Der Firmenparkplatz ist das erste, was Geschäftspartner und Gäste von Ihrem Unternehmen sehen. Gleichzeitig ist er einer der am stärksten unterschätzten Kostentreiber im Betrieb. Schlecht verwaltete Stellplätze erzeugen Unmut in der Belegschaft, binden administrative Ressourcen und lassen wertvolles Flächenpotenzial ungenutzt. In diesem Artikel zeigen wir, wo die typischen Probleme liegen, warum hybrides Arbeiten die Situation verschärft und wie digitale Lösungen Ihren Firmenparkplatz fair, effizient und zukunftsfähig machen.
Das Wichtigste in Kürze
- Schlecht verwaltete Firmenparkplätze erzeugen stille Betriebskosten von rund 350 Euro pro Stellplatz und Jahr.
- An vielen Standorten stehen bis zu 40 % der Stellplätze leer, während andere vergeblich suchen.
- Hybride Arbeitsmodelle verschärfen das Problem: Donnerstags alles belegt, freitags halbleer.
- Seit 2025 sind Bestandsgebäude mit mehr als 20 Stellplätzen gesetzlich zur Ladeinfrastruktur verpflichtet.
- Digitale Buchungssysteme steigern die Auslastung um bis zu 30 % ohne neue Flächen.
Was macht einen Firmenparkplatz wirklich wertvoll?
Ein Firmenparkplatz ist mehr als Abstellfläche. Sein Layout, die Zugänglichkeit und die Vergabegerechtigkeit entscheiden direkt darüber, ob er Kosten produziert oder Zufriedenheit, Sicherheit und einen guten ersten Eindruck liefert.
Wer auf dem Firmengelände parkt, erwartet kurze Wege zum Eingang, klare Beschilderung und ausreichend Beleuchtung.
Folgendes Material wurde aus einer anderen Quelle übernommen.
Issue #1953, opened 2025-09-18
Generalize flat file validation against prod outputs


fvankrieken:
Validation of flat files for LION is currently done as follows
- production outputs are received with working gdb from GR in sharepoint
- user downloads onto computer
- user manually loads them into db-lion.production_outputs (using `products/lion/poc_validation/dat_loader.py`, which also relies on dat structure defined in `seeds`
- during build, dbt compares the `lion_dat_fields` table to these manually loaded tables
- validation against prod outputs in bash using text processing happens manually outside of a build

This doesn't quite make sense in the context of producing 20ish files, and ideally being able to swap out versions easily.

Ideal state is something that needs to be brainstormed a little - I'd rather not cram these things through ingest/recipe to do the comparisons in sql, and that would leave out the actual bash text-based comparisons of the final files themselves. But what would make sense is a few things
- having a norm of where these prod outputs live, say in edm-private
- having a parameterized bash script that makes it easy to both load a version of a specific file output into the db, versioned, as well as generate necessary postgresql comparisons and text-based comparisons
- separating this out from the build (i.e. not having a dbt table in the build that compares to prod outputs)

PR #2103, opened 2025-12-05
cscl - export with dcpy and make loading prod outputs a tad easier

fvankrieken:
Meant to tackle part of #1953 

## Original motivation
Basically, I wanted to generalize things around output format and filenames for the main purpose of loading production outputs into the db for comparison to what we're building. So basically, if we have a folder with prod outputs (and working gdb) in s3

image

That we could just define somewhere how those filenames correspond to table names in the db and formatting

image

Then it would be simple to have some python that just with that can load stuff into the db

image

So for the next output (as in, you're implementing the SAF files), you'd just need to 
1. create a file in `seeds/formatting` that defines the field lengths and names of all the fields (which is also used to format text properly in the build)
2. add the product tables to the recipe
3. run the above command

And there's data in `db-cscl.production_outputs` to compare dev outputs to

## Why it's touching dcpy

Well, if we're mapping table names to desired outputs, that sounds a lot like a `recipe` of sorts. So figured I'd 1. put this info [in the recipe](https://github.com/NYCPlanning/data-engineering/pull/2103/files#diff-dd6a5f274d248957bf283a118b7f75c4b00e2c1637f966a49bc1d72b75609ea8) and then 2. write a quick lifecycle builds function to export.

It [runs](https://github.com/NYCPlanning/data-engineering/actions/runs/20044167495/job/57485639288) and works

## review

Just wanted to brainstorm a little on how we want to handle exports in dcpy - can always punt since that's a broader issue, but it seemed nice to include here. But before I spent too much time on it wanted other eyes on it, maybe agree on some acceptance criteria or whatnot.

### DIFF
--- a/dcpy/lifecycle/builds/build.py
+++ b/dcpy/lifecycle/builds/build.py
@@ -92,7 +92,7 @@ def export(
 
 
 @app.command("export")
-def _cli_wrapper_(
+def _export(
     recipe_lock_path: Path = typer.Option(
         None,
         "--recipe-path",
@@ -104,10 +104,6 @@ def _cli_wrapper_(
         Path(plan.DEFAULT_RECIPE).parent / "recipe.lock.yml"
     )
     export(recipe_lock_path)
-
-
-if __name__ == "__main__":
-    app()
 
 
 @app.command("upload")


fvankrieken:
I agree, that seems like a sometime in 2026 (maybe post orchestration-deployment) revisiting how the different stages connect and how we're defining them.

So with that, down to incorporate some big-picture feedback here if anyone has strong feelings (in addition to usual review), if you/y'all are down I'm sort of pro merge largely as it is here

dcpy/lifecycle/builds/build.py
```diff
@@ -10,6 +15,97 @@
...
+    file_path: Path,
+    format: ExportFormat,
+    pg_client: postgres.PostgresClient,
+) -> None:
+    """Import a recipe to local data library folder and build engine."""
+    logger.info(f"Exporting table {table_name} to {file_path} in format {format}")
+    match format:
+        case ExportFormat.dat:
+            with open(file_path, "wb") as f:
+                psql_process = subprocess.Popen(
```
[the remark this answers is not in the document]
fvankrieken: ... yeah I should just do this in python

dcpy/lifecycle/builds/build.py
```diff
@@ -10,6 +15,97 @@
...
+
+    if not recipe.exports:
+        logger.info("No exports defined in recipe, skipping export step")
+        return
+
+    build_name = metadata.build_name()
+    logger.info(f"Exporting build outputs for {recipe.name} build named {build_name}")
+
+    pg_client = postgres.PostgresClient(schema=build_name)
+    output_folder = Path(recipe.exports.output_folder)
```
alexrichey: I think we should use the `dcpy.lifecycle.config.local_data_path_for_stage(...)` for the default base path, and pass a potential override as an argument to the function. So probably something like `.lifecycle/builds/build/export/product/{{ version + build identifier }}/`. Then might be nice to specify a subpath in the recipe?

dcpy/lifecycle/builds/build.py
```diff
@@ -10,6 +17,99 @@
...
+        help="Path of recipe lock file to use",
+    ),
+):
+    recipe_lock_path = recipe_lock_path or (
+        Path(plan.DEFAULT_RECIPE).parent / "recipe.lock.yml"
+    )
+    export(recipe_lock_path)
+
+
+if __name__ == "__main__":
```
alexrichey: ✂️?

fvankrieken: Oops

PR #2108, opened 2025-12-08
PLUTO CoY Fields

alexrichey:
Adds the following to PLUTO
- Additional FAR values
- MIH Areas for Lots
- Transit Zones for Lots (two addl fields)

Per Matt, all new fields should be at the very end of the file. Explanations are in the commit messages, or comments in the sql. Logic for assignments for MIH Areas and Transit Zones is at the top of those SQL files.

I'm running a build now, and will post a link to the output when it finishes. I'll hold off from merging these changes until confirming logic with GIS and checking that their scripts can gracefully handle the changes.

How to review? Commits are atomic, and there aren't that many changes. The additional FAR values are straightforward (just continuing an existing pattern) and for MIH Area and Transit Zone there are maps below to visualize the logic and edge cases.

# **TODO**
- MIH: AR check with Zoning about a threshold. 
- Transit Zone:
  - Determine the severity of a mis-assignment
  - Determine how / Implement something to hold the tz steady. 
  - Double check pct logic with Zoning

# MIH Areas

# Logic
```sql
-- Similar logic to zoning districts:
-- calculate how much (total area and percentage) of each lot is covered by MIH areas
-- assign the MIH project ID to each tax lot based on which MIH area covers the
-- majority of the lot
-- a MIH area is only assigned if more than 10% of the lot is covered by the MIH area
-- OR more than 50% of the MIH area overlaps with the lot
```

The questionable splits for MIH Areas can be found in the `qaqc_int__mihareas_questionable_assignments` view in my build schema in postgres (`ar_pluto_new_fields_1893`)

## Some Questionable Splits
Overall, only 7 Lots are split between multiple MIH areas. Below are some odd cases

#### The following BBLs are split fairly evenly between two MIH Areas. 
BBL: 3037050014
The southern MIH area covers 50.9% of the BBL... however, you can see that that property is in the northern MIH area. 
**This one might actually be wrong**
image

---

BBL: 1020130029
These are split between an `Option 1 and 2` and `Option 1` area for `One45 Harlem for All`. However, I don't think this one matters - I think these lots are going to be demolished and redrawn into the MIH Areas as part of the `One45 Harlem for All` rezoning.
image

---

BBL: 2042260001
This is just sort of an odd case. This is  PELHAM PARKWAY, and not that it matters terribly, but it probably shouldn't be in either MIH Area. However, it meets the threshold for both, with the slight winner being 1776 Eastchester Road - Option 2, which covers 21% of the lot.
image

# Transit Zones

## Logic
```sql
-- Transit zone assignment logic:
-- Determine whether > 10% of a lot is covered by one of the transit zones
```

Basically all lots have a transit zone, except for ~2k that are either in the water or are large parks. (e.g. Central Park doesn't have a transit zone, understandably)

The questionable splits for MIH Areas can be found in the `qaqc_int__transit_zones_questionable_assignments` table. There are ~800 lots split between multiple zones.

## Questionable Splits (that probably don't matter)
A walkway in Staten Island:
image

A Park in Queens
image

## Questionable Splits (that might have implications)
There are a number of cases where the Transit Zones lines were just drawn poorly, and there's not much we can do about it. 

#### BBL = 4125920057
This lot is split 47% left zone / 53% right zone. 
image

And if you zoom out and look at it's block, that seems to indicate that our choice is correct. 
image

#### BBL =  4036620026 
One more for good measure.
image

We assign cases like this correctly, but there are certainly other cases where we don't. We could try to get clever, and in cases where we find ambiguity then give some preference based on the block. We could also introduce manual corrections.

### DIFF
--- a/products/pluto/pluto_build/sql/miharea.sql
+++ b/products/pluto/pluto_build/sql/miharea.sql
@@ -102,8 +102,7 @@ WHERE perbblgeom >= 10 OR maxpermihgeom >= 50;
 DROP VIEW IF EXISTS mih_distinct_options CASCADE;
 CREATE VIEW mih_distinct_options AS
 WITH split_options AS (
-    SELECT DISTINCT
-        unnest(string_to_array(cleaned_option, ',')) AS option
+    SELECT DISTINCT unnest(string_to_array(cleaned_option, ',')) AS option
     FROM mih_lot_overlap
 )
 SELECT DISTINCT trim(option) AS option
--- a/products/pluto/pluto_build/sql/transitzone.sql
+++ b/products/pluto/pluto_build/sql/transitzone.sql
@@ -174,14 +174,12 @@ WITH ambiguous_bbls AS (
     -- If a lot has ANY zone with priority_rank < 4, exclude "Beyond the Greater Transit Zone" (rank 4)
     SELECT
         ltr.*,
-        CASE
-            WHEN EXISTS (
+        NOT COALESCE(
+            EXISTS (
                 SELECT 1 FROM lot_to_tz_with_rank AS inner_ltr
                 WHERE inner_ltr.bbl = ltr.bbl AND inner_ltr.priority_rank < 4
-            ) AND ltr.priority_rank = 4
-            THEN false
-            ELSE true
-        END AS include_zone
+            ) AND ltr.priority_rank = 4, FALSE
+        ) AS include_zone
     FROM lot_to_tz_with_rank AS ltr
 )
 SELECT
@@ -199,7 +197,7 @@ SELECT
         ORDER BY pct_covered DESC
     ) AS tz_rank
 FROM filtered_zones
-WHERE include_zone = true;
+WHERE include_zone = TRUE;
 ANALYZE transit_zones_bbl_to_tz_ranked;
 
 -- Assign the primary transit zone by


alexrichey:
WIP Comment

### Questionable Splits
Overall, only 7 Lots are split between multiple MIH areas. Below are some odd cases

#### The following BBLs are split fairly evenly between two MIH Areas. 
BBL: 3037050014
The southern MIH area covers 50.9% of the BBL... however, you can see that that property is in the northern MIH area
image

---

BBL: 1020130029
These are split between an `Option 1 and 2` and `Option 1` area for `One45 Harlem for All`
The winner is the MIH Area in the northwest (the top-left)
image

---

BBL: 2042260001
This is just sort of an odd case. This is  PELHAM PARKWAY, and not that it matters terribly, but it probably shouldn't be in either MIH Area. However, it meets the threshold for both, with the slight winner being 1776 Eastchester Road - Option 2, which covers 21% of the lot.
image

ingest_templates/dcp_mih.yml
fvankrieken: What's the motivation for pulling this from bytes rather than edm-publishing?

products/pluto/models/qaqc/intermediate/qaqc_int__mihareas_questionable_assignments.sql
```diff
@@ -0,0 +1,57 @@
...
+    SELECT
+        m.bbl,
+        m.project_name,
+        m.affordability_option,
+        m.perbblgeom AS pct_covered,
+        p.geom AS lot_geometry,
+        p.address,
+        d.wkb_geometry AS mih_geometry,
+        -- Calculate how close the coverage percentage is to 50% (most ambiguous case)
+        ABS(m.perbblgeom - 50.0) AS ambiguity_score,
```
fvankrieken: Should this be maybe `50 - ABS(m.perbblgeom - 50.0)`? I would imagine 0 and 100 should be zero, and 50 should be the maximum ambiguity

fvankrieken: Especially for the `MAX` case below - that's really finding the least ambiguous case right now no?

alexrichey:
> I feel like for some of these cases, we either just leave or manually correct (using the same corrections framework as other corrections), and then if anyone ever flags something just add corrections.
> 
> Like 3037050014 seems like a prime case for correcting.
> 
> Maybe we create a little csv/shp export of "questionable" bbls as part of the build? I feel like this is maybe more of a Matt question, or could kick it to Transportation/Zoning/Sam and see if anyone wants to make tweaks to the official boundaries

@fvankrieken totally agree - I pinged GIS to start the conversation about what type of QA outputs they want. I'd imagined just pointing them at tables in our build schema, but csvs/shapefiles might be ideal. Will probably add something after talking to them.

ingest_templates/dcp_gis_mandatory_inclusionary_housing.yml
alexrichey: Swapped

fvankrieken: Sorry to keep pestering - but the motivation for renaming the dataset? Since we're pulling from the same place we always have for `dcp_mih`

alexrichey: no worries! Not pestering at all. 

re: template name change, and column renamings, this ingest template wasn't actually used anywhere, which is a good thing because it was pulling the wrong dataset. (inclusionary_designated_housing_areas). There's a brief note in the [commit body](https://github.com/NYCPlanning/data-engineering/pull/2108/commits/5c852da43e9ded5ddfa0b6393b9209bb1fb86c1b) and I'd kvetched a little about it in Teams. This is the one where we'd decided to delete what we'd archived in edm-data.

Figured it'd take the time to un-abbreviate the template it to be more inline with our convention while we're at it.

damonmcc (approved):

PR #2113, opened 2025-12-11
add a dcpy script

alexrichey:
~~python -m~~ dcpy lifecycle --help

Add as a script to the pyproject, enabling just:
```bash
dcpy lifecycle ingest --help
```


damonmcc:
would love to not have to do `python -m` in front of everything. shortening `lifecycle` to `lc` though would be a major readability loss for a minor keystroke gain so I don't think we should do that

`lifecycle ingest --help` or `dcpy ingest --help` would be great!

I'm down for `ingest --help` but part of me would rather never worry about conflicting cli tool names. I feel like when I install a cli tool I always expect to use the name of what I installed first and then the names of the things within it. seems odd to basically force `install dcpy`, `ingest --help`?

PR #2131, opened 2025-12-24
Add Tach deps viewer to experimental

alexrichey:
Sample output [here](https://app.gauge.sh/show?uid=f4703670-524b-498f-9486-08cd2bdb3503)

Was walking @jackrosacker through our thinking about dependencies in dcpy, and thought it might be nice to just generate a graph. Then I kinda got going with this a little more than I'd expected - it was a really good exercise in thinking about hierarchies, import directions, etc., a lot of which is fuzzy but sort of implicitly understood. (in general, the arrows in our graph make sense! Go us!).

It does make me think we should aim to reduce the number of arrows on the diagram. 
1. we should work to clarify the hierarchy of utils and models, so they're not importing from each other.
  - low hanging fruit: move some models out of `dcpy.models` and into lifecycle. (e.g. Product metadata models)
2. We might want to move toward exposing things in `__init__` files, to centralize the access points for modules.

## Potential uses
image
We could fail CI in cases like this.

## Alternatively...
Maybe we split out these different layers (utils, lifecycle, etc.) into their on python projects, and enforce import directions that way? Maybe within in dcpy, we've got projects for lifecycle, models, utils, etc. 

Then we don't even have to think about dependency graphs.

### DIFF
--- a/experimental/tach_dep_graph/README.MD
+++ b/experimental/tach_dep_graph/README.MD
@@ -1,0 +1,16 @@
+Generate a graph of the codebase.
+
+Run
+
+``` sh
+# from data-engineering root folder
+cp experimental/tach_dep_graph/tach.toml ./
+tach show --web
+
+# Optionally, to refresh the graph if you make changes
+tach sync
+```
+
+If we wanted to proceed with this type of thing, I'd worry about refactoring. This would break whenever files changed.
+So we'd likely want to generate the tach.toml, which I think would be pretty trivial. (I reckon we could implement that in an hour) 
+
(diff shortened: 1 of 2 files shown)


fvankrieken (approved):
>    we should work to clarify the hierarchy of utils and models, so they're not importing from each other.
>
>    low hanging fruit: move some models out of dcpy.models and into lifecycle. (e.g. Product metadata models)
>
>    We might want to move toward exposing things in __init__ files, to centralize the access points for modules.

Definitely agree with the first two, and probably the third too. The separate models are a bit clunky (and not needed) with the direction we've gone with connectors, so I think it might be time to axe them, not sure it really adds any value.

Any immediate thoughts on axing models entirely? Moving code into respective modules/domains

alexrichey:
@fvankrieken Great point re: ✂️ models. I'm in favor of doing away with it. @damonmcc thoughts?

PR #2165, opened 2026-01-12
drop HPD closings from KPDB

### LINKED ISSUE #2163: ad hoc KPDB build
Housing team has confirmed that removing sensitive HPD source data from KPDB will allow them to share the outputs with more agencies. They have an urgent need to get and use such a build and confirmed that all other source data can remain the same.

damonmcc:
resolves #2163

[all builds on this branch](https://github.com/NYCPlanning/data-engineering/actions/workflows/build.yml?query=branch%3Adm-kpdb-no-hpd-closings)

confirmed with Housing team on 1/29 that this should be permanent change to KPDB


alexrichey (approved):
LGTM

PR #549, opened 2026-03-04
Added tests for SavePasswordToFile and UpdateEnvFile

### LINKED ISSUE #544: Add tests for SavePasswordToFile and UpdateEnvFile

Two functions in this package lack test coverage:

1. `SavePasswordToFile()` — write a password to a file in a directory, verify file contents and permissions
2. `UpdateEnvFile()` — merge a custom env file into the installation .env, verify correct precedence and that DB passwords and domain config are applied

Use `t.TempDir()` for filesystem isolation, following the existing test patterns in `canasta_test.go`.

Relates to #241

Deepan200201:
fixes https://github.com/CanastaWiki/Canasta-CLI/issues/544


yaronkoren:
@Deepan200201 - thank you for this PR, although please don't work on any more microtasks; we want to give other potential students a chance.

cicalese:
Thanks for your contribution. Some feedback on this PR:

1. **Table-driven tests**: The existing tests in this file use table-driven patterns with `t.Run` subtests. These should follow the same convention.
2. **`TestSavePasswordToFile`**: The permissions check (`&0600 != 0600`) will pass for virtually any file — it doesn't meaningfully verify anything. Also, only the happy path is covered; consider error cases (e.g. nonexistent directory).
3. **`TestUpdateEnvFile`**: The custom env file and the function arguments use the same password values, so the test doesn't actually verify that the function arguments take precedence. Using different values would make this a meaningful test.

Deepan200201:

cicalese (changes requested):
Thanks for addressing the earlier feedback — table-driven tests, error case for nonexistent directory, and different password values to verify argument priority all look good.

Two things to fix:

1. Several setup calls in the `TestUpdateEnvFile` loop silently discard errors:

```go
os.MkdirAll(subConfig, 0755)
os.WriteFile(filepath.Join(subConfig, "wikis.yaml"), []byte(wikiYamlContent), 0644)
os.WriteFile(baseEnvPath, []byte(tt.baseEnv), 0644)
os.WriteFile(customPath, []byte(tt.customEnv), 0644)
```

The outer setup checks these with `t.Fatal`. These should too — if setup fails silently, the test could pass or fail for the wrong reason.

2. This branch has merge conflicts with `main` and needs to be rebased.

cicalese (approved):
Review feedback has been addressed — table-driven tests, meaningful permission check, and the password precedence test now uses distinct values to verify argument priority. Looks good. Thank you.

Issue #542, opened 2026-03-04
CI: add golangci-lint workflow for PR validation


cicalese:
Add a CI workflow that runs golangci-lint on pull requests to catch code quality issues before merge.

Should coordinate with the existing `make lint` / `make prepare-lint` setup in the Makefile so that local and CI linting use the same configuration.

Relates to #241

cicalese:
### Lint violations by category (as of 2026-03-04, main branch)

Ran against 15 widely-used linters. Total: ~338 issues across 10 categories (govet, ineffassign, unused, gosimple, and unconvert report zero issues and can be enabled immediately).

| Linter | Count | Description | Example |
|--------|------:|-------------|---------|
| revive | 138 | General code quality (unused params, naming) | `parameter 'cmd' seems to be unused` |
| stylecheck | 54 | Go style conventions | `error strings should not be capitalized` |
| gosec | 53 | Security issues (file permissions, etc.) | `Expect WriteFile permissions to be 0600 or less` |
| errcheck | 21 | Unchecked error returns | `Error return value of os.WriteFile is not checked` |
| gocritic | 21 | Code improvements | `put a space between // and comment text` |
| staticcheck | 18 | Advanced static analysis | `possible nil pointer dereference` |
| unparam | 12 | Unused function parameters | `name always receives "test-wiki"` |
| gofmt | 9 | Formatting | `File is not properly formatted` |
| goimports | 9 | Import formatting/grouping | `File is not properly formatted` |
| misspell | 3 | Typos in comments/strings | `Contianers is a misspelling of Containers` |

### Cleanup checklist

Address each category then enable it in CI. Ordered by count (easiest first).

- [x] **misspell** (3) — #551
- [x] **gofmt** (9) — #551
- [x] **goimports** (9) — #551
- [x] **unparam** (12) — #553
- [x] **staticcheck** (18) — #555
- [x] **gocritic** (21) — #559
- [x] **errcheck** (21) — #557
- [x] **stylecheck** (54) — #561
- [x] **gosec** (53) — #563
- [x] **revive** (138) — #565

All violations addressed\! Next step: enable all 15 linters in CI via #540.

cicalese:
All 10 lint categories addressed (PRs #551–#567). CI enablement tracked in #540.

PR #557, opened 2026-03-04
Lint cleanup: fix all errcheck violations

### LINKED ISSUE #556: Lint cleanup: errcheck
Fix all `errcheck` violations reported by golangci-lint.

All violations are unchecked error returns from `os.WriteFile` and `os.MkdirAll` in test files, plus one `execute.Run` in production code (best-effort cleanup).

Part of #542.

cicalese:
Fix all `errcheck` violations reported by golangci-lint.

**Test files** (5 files): Wrap unchecked `os.WriteFile` and `os.MkdirAll` calls with `if err := ...; err != nil { t.Fatal(err) }`. In `devmode_test.go`, the setup function signatures were updated to accept `*testing.T` to enable error checking.

**Production code** (1 file): Mark one intentionally ignored `execute.Run` return (best-effort Docker container cleanup) with blank identifiers `_, _ =`.

Fixes #556
Part of #542

### DIFF
--- a/cmd/config/config_test.go
+++ b/cmd/config/config_test.go
@@ -163,7 +163,9 @@ func TestUpdateWikisYamlPorts(t *testing.T) {
 	// Create a temp dir with a wikis.yaml and .env
 	tmpDir := t.TempDir()
 	configDir := filepath.Join(tmpDir, "config")
-	os.MkdirAll(configDir, 0755)
+	if err := os.MkdirAll(configDir, 0755); err != nil {
+		t.Fatal(err)
+	}
 
 	wikisYaml := `wikis:
 - id: main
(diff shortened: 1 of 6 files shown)


yaronkoren:
Naive question, but don't all these Fatal() calls need a return call after them? Wasn't that the main change in the previous commit?

cicalese:
From Claude:

Good question! The `return` statements added in #555 (staticcheck) were specifically needed to suppress staticcheck's nil-pointer-dereference analysis. In that PR, the pattern was:

```go
wikiFlag := cmd.Flags().Lookup("wiki")
if wikiFlag == nil {
    t.Fatal("expected flag 'wiki'")
    return  // without this, staticcheck warns about the next line
}
if wikiFlag.Shorthand != "w" {  // staticcheck thinks wikiFlag could be nil here
```

Staticcheck doesn't model `runtime.Goexit()` (which `t.Fatal()` calls internally to stop the goroutine), so without the explicit `return`, it sees a code path where `wikiFlag` is nil and gets dereferenced on the next line.

In this PR, the pattern is different:

```go
if err := os.WriteFile(...); err != nil {
    t.Fatal(err)
}
```

Here `err` is scoped to the `if` block and nothing afterward depends on it, so there's no nil-dereference warning from any linter. No `return` is needed because there's no subsequent code that the linter thinks could use an invalid value.

yaronkoren:
Don't really understand this, but I'm glad there's a reason!

yaronkoren (approved):

PR #563, opened 2026-03-04
Lint cleanup: fix all gosec violations

### LINKED ISSUE #562: Lint cleanup: gosec
Fix all `gosec` violations reported by golangci-lint.

Violations fall into four categories:

- **G306** (file permissions): Change `0644` to `0600` in test `os.WriteFile` calls
- **G101** (hardcoded credentials): Suppress false positives on password character filter constant and VCL test strings
- **G115** (integer overflow): Add bounds check before `int` → `uint64` conversion in `gbToByte`
- **G204** (subprocess tainted input): Suppress false positives on `exec.Command` with compose binary path from system lookup

Part of #542.

cicalese:
Fix all `gosec` violations reported by golangci-lint.

**G306 — file permissions**: Excluded globally in `.golangci.yml` since `0644` is the project's intentional default file permission. No per-line `//nolint` directives needed.

**G101 — hardcoded credentials** (3 false positives): Suppress with `//nolint:gosec` on own line:
- `problematicPasswordChars` constant — character filter list, not credentials
- `vclWithoutBypass`/`vclWithBypass` — VCL config strings in tests

**G115 — integer overflow** (1): Add `gb < 0` guard before `int` → `uint64` conversion in `gbToByte`.

**G204 — subprocess tainted input** (6): Suppress with `//nolint:gosec` on own line for `exec.Command` calls using `compose.Path` (resolved from system binary lookup via `exec.LookPath`).

Fixes #562
Part of #542

### DIFF
--- a/.golangci.yml
+++ b/.golangci.yml
@@ -1,0 +1,4 @@
+linters-settings:
+  gosec:
+    excludes:
+      - G306
--- a/cmd/backup/backup_test.go
+++ b/cmd/backup/backup_test.go
@@ -10,6 +10,7 @@ import (
 
 	"github.com/CanastaWiki/Canasta-CLI/internal/canasta"
 	"github.com/CanastaWiki/Canasta-CLI/internal/farmsettings"
+	"github.com/CanastaWiki/Canasta-CLI/internal/permissions"
 )
 
 func writeWikisYaml(t *testing.T, dir string, wikis []farmsettings.Wiki) {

Gerade in Unternehmen mit Schichtbetrieb oder wechselnden Öffnungszeiten ist barrierefreier Zugang unverzichtbar. Sicherheitskameras und deutlich sichtbare Markierungen erhöhen das Sicherheitsgefühl. Und für Besucher gilt: Was sie auf dem Parkplatz erleben, prägt den ersten Eindruck vom Unternehmen, noch bevor sie die Eingangstür öffnen.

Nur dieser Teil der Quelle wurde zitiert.